Directions for this task ->
Collect all lines below with the string "fixes".

(Given data begins)

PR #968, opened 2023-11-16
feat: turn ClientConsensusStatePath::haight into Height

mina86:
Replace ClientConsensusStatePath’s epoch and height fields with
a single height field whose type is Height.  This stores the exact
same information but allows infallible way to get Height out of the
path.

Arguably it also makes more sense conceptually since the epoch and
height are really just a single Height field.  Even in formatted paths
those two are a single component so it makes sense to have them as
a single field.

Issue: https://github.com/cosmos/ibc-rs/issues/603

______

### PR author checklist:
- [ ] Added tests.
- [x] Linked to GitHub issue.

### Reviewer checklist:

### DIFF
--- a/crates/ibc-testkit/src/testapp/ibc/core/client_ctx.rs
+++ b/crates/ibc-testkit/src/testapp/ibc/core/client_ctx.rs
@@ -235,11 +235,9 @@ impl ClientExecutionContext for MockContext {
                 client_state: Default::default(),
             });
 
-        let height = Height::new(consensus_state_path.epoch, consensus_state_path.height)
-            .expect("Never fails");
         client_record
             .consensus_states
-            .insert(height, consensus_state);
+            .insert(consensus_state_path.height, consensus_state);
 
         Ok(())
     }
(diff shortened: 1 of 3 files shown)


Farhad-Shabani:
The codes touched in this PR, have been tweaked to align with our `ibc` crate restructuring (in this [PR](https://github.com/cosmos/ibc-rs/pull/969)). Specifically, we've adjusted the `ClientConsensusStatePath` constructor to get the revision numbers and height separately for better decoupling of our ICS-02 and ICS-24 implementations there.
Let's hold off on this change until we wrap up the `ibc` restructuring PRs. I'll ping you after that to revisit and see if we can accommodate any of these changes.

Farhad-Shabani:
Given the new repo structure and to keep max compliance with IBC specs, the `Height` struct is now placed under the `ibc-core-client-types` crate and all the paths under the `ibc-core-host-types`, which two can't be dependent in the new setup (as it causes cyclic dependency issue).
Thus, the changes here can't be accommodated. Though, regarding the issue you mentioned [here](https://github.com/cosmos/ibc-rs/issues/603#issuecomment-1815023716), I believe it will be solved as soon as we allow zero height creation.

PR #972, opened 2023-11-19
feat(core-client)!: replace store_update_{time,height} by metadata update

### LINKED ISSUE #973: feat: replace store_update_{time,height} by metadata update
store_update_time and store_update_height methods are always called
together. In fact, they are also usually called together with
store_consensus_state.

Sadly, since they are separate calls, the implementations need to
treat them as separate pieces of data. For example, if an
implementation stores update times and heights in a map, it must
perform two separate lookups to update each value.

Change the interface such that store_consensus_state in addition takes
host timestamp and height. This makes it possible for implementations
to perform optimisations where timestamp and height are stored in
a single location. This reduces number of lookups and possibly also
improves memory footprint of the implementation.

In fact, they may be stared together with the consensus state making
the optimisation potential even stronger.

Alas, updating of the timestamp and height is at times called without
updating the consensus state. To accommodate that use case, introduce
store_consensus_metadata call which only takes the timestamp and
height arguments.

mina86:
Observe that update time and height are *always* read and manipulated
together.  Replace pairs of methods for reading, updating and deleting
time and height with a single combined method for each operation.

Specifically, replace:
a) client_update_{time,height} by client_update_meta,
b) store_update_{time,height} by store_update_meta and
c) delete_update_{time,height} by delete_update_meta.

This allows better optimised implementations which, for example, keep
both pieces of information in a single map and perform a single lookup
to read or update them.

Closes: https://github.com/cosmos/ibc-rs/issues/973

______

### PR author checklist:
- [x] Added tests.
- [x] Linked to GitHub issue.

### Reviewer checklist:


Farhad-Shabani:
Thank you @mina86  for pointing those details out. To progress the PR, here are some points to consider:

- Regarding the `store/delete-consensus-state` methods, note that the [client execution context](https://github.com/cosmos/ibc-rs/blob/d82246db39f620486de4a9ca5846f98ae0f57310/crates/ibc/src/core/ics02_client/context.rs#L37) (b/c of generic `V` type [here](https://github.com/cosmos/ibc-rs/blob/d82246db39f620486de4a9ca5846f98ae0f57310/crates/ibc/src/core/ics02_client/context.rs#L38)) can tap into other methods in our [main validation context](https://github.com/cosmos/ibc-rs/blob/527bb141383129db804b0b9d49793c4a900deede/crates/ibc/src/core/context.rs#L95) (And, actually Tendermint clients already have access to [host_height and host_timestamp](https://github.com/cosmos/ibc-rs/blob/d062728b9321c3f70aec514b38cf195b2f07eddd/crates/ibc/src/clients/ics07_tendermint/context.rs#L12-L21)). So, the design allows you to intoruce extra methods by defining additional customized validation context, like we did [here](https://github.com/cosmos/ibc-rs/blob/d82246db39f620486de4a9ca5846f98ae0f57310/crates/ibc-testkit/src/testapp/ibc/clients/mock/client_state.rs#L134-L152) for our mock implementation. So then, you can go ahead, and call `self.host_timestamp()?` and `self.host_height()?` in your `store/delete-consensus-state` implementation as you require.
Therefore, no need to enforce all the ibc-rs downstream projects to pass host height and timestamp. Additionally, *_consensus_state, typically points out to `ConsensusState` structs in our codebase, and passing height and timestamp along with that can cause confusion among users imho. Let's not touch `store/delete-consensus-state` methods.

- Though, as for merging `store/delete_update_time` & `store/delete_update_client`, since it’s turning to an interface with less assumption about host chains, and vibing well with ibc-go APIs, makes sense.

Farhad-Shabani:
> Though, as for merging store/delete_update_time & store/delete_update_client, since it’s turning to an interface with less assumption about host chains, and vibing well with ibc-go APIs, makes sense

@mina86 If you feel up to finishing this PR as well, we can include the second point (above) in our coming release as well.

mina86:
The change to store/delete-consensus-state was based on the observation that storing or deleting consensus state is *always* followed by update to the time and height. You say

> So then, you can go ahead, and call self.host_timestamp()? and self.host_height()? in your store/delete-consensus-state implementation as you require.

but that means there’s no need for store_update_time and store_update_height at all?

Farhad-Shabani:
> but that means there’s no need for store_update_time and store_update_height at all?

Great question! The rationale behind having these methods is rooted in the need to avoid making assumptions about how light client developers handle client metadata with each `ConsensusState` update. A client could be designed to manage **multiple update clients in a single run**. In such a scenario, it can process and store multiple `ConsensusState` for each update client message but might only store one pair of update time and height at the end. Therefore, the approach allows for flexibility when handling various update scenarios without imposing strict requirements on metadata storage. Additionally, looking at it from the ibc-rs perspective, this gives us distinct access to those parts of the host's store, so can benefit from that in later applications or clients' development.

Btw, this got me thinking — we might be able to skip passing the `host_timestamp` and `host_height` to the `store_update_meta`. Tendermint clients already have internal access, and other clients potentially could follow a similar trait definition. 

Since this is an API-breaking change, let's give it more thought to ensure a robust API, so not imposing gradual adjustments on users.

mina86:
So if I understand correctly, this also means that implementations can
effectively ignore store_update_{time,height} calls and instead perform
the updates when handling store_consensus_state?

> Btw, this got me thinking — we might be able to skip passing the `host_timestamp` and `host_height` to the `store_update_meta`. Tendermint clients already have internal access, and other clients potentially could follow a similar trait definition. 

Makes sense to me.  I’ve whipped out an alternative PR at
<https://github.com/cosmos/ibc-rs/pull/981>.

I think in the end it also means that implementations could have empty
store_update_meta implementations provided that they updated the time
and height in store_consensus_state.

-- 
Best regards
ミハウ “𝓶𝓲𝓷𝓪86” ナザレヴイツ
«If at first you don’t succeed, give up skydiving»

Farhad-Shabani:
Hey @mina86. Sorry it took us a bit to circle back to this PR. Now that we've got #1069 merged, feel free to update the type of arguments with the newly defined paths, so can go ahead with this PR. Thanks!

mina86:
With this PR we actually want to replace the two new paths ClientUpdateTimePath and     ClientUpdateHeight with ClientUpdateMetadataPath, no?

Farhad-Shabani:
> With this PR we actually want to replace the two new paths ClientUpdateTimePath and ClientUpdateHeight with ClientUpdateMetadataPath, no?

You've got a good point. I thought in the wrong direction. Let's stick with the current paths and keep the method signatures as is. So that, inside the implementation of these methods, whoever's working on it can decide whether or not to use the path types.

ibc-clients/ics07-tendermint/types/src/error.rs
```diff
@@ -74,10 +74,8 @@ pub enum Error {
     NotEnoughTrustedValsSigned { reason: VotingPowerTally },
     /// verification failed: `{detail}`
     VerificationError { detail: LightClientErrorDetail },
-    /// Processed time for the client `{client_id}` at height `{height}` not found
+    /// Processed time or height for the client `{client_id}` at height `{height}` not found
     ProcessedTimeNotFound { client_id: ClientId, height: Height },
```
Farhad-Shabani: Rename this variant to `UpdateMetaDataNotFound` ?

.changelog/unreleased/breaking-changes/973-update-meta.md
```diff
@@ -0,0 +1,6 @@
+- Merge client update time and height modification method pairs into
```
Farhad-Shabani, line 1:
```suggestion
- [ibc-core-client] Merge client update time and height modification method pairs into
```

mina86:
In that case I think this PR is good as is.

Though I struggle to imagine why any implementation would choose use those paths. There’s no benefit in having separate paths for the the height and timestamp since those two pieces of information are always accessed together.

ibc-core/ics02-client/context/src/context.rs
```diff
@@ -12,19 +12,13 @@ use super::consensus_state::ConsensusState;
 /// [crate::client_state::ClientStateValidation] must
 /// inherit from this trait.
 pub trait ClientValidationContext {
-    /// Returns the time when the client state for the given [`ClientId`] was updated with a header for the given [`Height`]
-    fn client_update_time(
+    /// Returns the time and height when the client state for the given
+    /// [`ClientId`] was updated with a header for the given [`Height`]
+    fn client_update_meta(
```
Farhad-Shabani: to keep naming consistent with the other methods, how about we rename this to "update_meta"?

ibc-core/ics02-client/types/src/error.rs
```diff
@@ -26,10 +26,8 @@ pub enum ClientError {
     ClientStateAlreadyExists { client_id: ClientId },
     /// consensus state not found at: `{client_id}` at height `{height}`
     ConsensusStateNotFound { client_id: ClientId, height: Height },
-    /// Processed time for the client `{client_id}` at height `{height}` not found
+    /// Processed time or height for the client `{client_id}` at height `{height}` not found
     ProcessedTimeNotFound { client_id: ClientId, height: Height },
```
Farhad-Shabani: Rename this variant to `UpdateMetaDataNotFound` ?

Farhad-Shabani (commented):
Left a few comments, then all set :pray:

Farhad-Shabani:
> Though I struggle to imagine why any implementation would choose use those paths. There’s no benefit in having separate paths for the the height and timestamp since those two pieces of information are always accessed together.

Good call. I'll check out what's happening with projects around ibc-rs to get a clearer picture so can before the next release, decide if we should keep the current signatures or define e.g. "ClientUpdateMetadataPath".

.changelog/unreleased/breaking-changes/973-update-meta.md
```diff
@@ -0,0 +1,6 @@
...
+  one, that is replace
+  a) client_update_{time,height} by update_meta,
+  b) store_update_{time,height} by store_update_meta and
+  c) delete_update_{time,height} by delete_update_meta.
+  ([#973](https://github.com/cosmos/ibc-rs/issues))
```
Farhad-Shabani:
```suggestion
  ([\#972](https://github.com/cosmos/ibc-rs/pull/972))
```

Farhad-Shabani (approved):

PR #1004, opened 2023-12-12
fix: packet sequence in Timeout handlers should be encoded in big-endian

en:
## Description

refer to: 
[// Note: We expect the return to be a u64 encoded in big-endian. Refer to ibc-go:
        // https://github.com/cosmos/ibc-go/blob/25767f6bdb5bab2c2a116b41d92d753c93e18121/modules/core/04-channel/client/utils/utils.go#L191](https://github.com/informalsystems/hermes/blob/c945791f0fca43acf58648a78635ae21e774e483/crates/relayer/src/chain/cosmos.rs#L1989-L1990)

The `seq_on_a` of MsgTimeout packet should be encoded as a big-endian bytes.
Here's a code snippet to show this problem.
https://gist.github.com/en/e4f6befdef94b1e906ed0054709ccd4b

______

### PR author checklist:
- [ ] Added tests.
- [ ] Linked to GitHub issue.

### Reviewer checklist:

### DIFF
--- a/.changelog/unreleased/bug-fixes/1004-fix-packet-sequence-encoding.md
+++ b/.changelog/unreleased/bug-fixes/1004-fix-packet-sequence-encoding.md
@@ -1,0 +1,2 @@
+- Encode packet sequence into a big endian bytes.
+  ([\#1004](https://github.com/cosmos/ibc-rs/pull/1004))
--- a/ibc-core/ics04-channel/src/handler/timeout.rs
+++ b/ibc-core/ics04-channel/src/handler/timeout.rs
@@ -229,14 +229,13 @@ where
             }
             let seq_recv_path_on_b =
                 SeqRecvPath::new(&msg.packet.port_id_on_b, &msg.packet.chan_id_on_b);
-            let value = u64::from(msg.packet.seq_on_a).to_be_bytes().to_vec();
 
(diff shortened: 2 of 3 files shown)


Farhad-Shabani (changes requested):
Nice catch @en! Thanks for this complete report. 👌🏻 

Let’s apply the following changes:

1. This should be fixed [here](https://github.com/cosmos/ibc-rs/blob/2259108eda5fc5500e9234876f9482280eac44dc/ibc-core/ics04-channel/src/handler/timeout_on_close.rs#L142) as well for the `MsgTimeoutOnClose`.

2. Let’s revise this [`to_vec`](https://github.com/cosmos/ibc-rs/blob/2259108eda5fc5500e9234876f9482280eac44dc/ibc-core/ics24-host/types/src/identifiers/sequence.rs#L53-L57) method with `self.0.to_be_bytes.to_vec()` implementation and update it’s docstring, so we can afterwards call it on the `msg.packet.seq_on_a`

(Given data ends)

Answer section ->
--- a/.changelog/unreleased/bug-fixes/1004-fix-packet-sequence-encoding.md
+++ b/.changelog/unreleased/bug-fixes/1004-fix-packet-sequence-encoding.md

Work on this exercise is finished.